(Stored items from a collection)
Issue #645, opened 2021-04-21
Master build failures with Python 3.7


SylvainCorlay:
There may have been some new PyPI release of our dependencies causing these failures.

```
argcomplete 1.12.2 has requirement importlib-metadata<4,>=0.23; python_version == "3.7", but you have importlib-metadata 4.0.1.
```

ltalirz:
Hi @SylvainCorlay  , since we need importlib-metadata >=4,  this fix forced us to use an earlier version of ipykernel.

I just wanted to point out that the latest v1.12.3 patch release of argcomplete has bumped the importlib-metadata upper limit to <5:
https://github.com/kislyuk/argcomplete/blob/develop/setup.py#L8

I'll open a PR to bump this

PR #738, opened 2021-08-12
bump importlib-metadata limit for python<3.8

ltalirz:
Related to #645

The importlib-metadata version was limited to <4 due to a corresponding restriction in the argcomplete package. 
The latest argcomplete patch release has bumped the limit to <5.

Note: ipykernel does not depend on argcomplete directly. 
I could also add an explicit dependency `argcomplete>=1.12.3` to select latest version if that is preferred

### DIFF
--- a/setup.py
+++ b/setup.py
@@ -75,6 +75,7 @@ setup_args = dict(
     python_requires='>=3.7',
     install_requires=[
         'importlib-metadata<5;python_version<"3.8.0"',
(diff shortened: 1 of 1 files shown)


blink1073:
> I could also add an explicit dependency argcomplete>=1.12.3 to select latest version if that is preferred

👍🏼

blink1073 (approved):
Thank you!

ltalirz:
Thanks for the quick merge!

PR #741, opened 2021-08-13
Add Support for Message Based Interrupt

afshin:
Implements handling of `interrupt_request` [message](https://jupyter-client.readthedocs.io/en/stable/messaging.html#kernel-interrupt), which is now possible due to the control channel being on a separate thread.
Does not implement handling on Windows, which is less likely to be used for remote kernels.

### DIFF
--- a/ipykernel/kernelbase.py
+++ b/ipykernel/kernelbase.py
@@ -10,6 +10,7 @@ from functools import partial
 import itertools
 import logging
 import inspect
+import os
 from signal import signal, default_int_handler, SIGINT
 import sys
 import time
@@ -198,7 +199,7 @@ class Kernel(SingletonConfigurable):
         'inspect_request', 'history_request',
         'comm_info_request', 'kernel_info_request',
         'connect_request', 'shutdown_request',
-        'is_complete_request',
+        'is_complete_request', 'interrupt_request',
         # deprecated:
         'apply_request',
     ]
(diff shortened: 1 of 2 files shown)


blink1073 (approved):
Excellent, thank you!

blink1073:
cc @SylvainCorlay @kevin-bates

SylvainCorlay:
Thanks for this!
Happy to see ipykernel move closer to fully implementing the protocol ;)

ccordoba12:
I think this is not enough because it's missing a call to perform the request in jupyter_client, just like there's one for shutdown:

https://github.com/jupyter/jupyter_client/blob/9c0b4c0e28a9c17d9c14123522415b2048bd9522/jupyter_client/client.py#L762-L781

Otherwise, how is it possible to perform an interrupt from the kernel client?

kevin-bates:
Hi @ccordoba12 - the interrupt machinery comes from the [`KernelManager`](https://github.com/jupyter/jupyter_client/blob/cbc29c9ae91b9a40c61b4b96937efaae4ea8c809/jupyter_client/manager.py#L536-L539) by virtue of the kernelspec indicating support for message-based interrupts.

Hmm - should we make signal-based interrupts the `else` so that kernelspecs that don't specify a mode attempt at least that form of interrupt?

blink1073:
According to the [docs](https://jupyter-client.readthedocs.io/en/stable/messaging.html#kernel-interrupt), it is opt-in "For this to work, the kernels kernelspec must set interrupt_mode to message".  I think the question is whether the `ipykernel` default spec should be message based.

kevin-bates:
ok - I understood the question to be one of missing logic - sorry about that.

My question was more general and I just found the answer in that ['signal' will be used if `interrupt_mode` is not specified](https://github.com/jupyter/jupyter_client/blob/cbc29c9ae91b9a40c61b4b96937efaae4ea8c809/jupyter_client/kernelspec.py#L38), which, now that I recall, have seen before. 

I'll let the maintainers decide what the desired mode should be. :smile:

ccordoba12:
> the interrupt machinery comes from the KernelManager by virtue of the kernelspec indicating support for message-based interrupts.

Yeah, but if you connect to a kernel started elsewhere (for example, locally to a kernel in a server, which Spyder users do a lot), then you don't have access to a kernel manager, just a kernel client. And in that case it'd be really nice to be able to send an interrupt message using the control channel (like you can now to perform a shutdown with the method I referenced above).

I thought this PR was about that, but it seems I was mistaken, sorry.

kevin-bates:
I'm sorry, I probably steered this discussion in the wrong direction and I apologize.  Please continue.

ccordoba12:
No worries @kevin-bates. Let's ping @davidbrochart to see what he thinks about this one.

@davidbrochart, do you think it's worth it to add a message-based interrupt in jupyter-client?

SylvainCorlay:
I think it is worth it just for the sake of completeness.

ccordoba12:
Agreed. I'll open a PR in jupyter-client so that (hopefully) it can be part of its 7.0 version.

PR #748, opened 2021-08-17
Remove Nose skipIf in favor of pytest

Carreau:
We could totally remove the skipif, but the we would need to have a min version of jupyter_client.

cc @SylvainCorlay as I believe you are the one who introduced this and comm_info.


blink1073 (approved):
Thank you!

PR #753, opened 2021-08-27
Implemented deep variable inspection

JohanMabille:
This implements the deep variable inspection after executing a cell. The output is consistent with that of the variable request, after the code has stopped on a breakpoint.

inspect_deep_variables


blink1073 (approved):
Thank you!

▸ **Your assignment**: Taking the entries above, restate exactly those lines that fall between the line with "version of ipykernel." and the line with "I just wanted", keeping both of those lines too.

▸ **Output for this exercise**:
Hi @SylvainCorlay  , since we need importlib-metadata >=4,  this fix forced us to use an earlier version of ipykernel.

I just wanted to point out that the latest v1.12.3 patch release of argcomplete has bumped the importlib-metadata upper limit to <5:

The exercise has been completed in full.